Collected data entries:
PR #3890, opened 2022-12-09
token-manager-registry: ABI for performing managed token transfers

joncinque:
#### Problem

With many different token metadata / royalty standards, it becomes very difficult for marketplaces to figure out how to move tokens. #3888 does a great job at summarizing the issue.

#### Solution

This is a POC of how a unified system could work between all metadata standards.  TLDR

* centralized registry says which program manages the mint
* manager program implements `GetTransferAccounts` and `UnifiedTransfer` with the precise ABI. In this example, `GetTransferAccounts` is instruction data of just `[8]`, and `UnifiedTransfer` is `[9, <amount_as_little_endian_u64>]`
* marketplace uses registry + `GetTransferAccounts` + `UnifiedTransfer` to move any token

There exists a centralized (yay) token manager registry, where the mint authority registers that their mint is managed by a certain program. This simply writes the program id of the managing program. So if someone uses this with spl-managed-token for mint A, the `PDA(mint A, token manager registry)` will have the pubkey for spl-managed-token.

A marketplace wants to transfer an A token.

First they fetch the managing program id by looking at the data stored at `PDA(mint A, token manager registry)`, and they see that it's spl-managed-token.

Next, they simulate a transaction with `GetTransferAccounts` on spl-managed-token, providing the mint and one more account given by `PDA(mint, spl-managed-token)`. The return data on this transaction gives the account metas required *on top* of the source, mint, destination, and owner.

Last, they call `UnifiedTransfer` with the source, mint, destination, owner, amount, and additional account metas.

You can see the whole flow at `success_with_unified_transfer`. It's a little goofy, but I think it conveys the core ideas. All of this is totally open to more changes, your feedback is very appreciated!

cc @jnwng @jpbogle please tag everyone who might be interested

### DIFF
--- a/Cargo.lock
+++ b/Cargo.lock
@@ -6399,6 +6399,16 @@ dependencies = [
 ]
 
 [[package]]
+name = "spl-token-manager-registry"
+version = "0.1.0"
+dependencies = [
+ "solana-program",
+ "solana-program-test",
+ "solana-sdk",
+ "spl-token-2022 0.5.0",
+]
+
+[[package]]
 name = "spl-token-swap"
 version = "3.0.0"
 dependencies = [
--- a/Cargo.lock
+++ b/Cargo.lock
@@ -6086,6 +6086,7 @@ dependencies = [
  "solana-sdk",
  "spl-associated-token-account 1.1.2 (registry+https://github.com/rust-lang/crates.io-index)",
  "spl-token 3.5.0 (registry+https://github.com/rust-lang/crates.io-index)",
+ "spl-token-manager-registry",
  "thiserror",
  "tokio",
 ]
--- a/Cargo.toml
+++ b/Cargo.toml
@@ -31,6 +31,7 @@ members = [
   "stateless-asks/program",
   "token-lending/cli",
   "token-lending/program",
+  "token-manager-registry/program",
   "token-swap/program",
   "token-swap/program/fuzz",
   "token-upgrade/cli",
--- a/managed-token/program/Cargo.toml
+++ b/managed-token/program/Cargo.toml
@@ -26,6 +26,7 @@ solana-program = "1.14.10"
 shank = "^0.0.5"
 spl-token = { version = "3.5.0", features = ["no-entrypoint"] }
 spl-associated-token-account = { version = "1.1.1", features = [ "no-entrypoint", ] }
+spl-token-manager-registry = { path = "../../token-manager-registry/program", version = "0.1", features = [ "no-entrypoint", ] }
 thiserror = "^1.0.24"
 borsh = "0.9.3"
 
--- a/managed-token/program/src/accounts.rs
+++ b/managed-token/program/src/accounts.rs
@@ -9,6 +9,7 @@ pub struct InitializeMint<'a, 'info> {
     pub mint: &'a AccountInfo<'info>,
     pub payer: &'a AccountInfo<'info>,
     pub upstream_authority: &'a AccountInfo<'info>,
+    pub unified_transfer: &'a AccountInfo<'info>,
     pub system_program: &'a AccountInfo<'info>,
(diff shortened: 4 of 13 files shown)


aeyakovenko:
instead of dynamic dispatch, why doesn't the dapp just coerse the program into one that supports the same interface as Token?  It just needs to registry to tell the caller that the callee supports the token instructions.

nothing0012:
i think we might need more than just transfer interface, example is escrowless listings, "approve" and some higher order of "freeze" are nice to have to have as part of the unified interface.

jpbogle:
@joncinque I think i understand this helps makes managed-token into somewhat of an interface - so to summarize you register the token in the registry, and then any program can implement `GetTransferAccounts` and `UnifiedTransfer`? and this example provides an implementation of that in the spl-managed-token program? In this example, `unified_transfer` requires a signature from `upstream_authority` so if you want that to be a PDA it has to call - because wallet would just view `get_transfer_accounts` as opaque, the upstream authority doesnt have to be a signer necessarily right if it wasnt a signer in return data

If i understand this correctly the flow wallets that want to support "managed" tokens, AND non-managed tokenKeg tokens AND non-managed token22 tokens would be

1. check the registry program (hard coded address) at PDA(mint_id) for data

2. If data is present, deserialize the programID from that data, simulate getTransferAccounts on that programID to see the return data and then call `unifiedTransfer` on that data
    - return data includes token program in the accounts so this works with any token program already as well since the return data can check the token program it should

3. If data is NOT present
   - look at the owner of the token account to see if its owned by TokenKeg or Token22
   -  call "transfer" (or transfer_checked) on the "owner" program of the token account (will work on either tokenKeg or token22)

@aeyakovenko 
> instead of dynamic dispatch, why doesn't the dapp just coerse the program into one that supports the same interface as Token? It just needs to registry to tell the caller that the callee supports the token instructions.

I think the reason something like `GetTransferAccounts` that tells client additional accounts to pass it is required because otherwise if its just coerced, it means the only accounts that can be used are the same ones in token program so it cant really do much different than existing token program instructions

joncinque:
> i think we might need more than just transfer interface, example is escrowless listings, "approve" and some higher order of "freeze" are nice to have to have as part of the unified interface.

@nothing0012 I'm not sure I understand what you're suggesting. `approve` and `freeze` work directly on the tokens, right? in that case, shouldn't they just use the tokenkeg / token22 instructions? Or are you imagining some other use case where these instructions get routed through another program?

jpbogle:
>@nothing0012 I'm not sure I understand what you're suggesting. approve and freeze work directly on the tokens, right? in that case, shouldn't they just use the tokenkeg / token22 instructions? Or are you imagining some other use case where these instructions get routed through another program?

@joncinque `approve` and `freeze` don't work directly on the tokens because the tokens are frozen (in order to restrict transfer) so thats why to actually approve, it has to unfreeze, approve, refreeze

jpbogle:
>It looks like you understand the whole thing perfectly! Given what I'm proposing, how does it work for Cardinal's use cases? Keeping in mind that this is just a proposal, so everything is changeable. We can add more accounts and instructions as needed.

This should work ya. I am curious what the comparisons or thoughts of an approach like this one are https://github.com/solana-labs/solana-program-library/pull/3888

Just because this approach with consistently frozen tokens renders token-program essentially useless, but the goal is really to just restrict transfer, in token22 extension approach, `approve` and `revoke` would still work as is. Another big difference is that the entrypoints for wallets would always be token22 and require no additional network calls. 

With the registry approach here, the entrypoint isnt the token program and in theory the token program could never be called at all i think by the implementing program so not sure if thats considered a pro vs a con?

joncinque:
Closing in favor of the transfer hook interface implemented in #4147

→ TASK PROMPT
In the records above, find each line that holds the word "shouldn"; copy all such lines.

→ ANSWER
@nothing0012 I'm not sure I understand what you're suggesting. `approve` and `freeze` work directly on the tokens, right? in that case, shouldn't they just use the tokenkeg / token22 instructions? Or are you imagining some other use case where these instructions get routed through another program?
>@nothing0012 I'm not sure I understand what you're suggesting. approve and freeze work directly on the tokens, right? in that case, shouldn't they just use the tokenkeg / token22 instructions? Or are you imagining some other use case where these instructions get routed through another program?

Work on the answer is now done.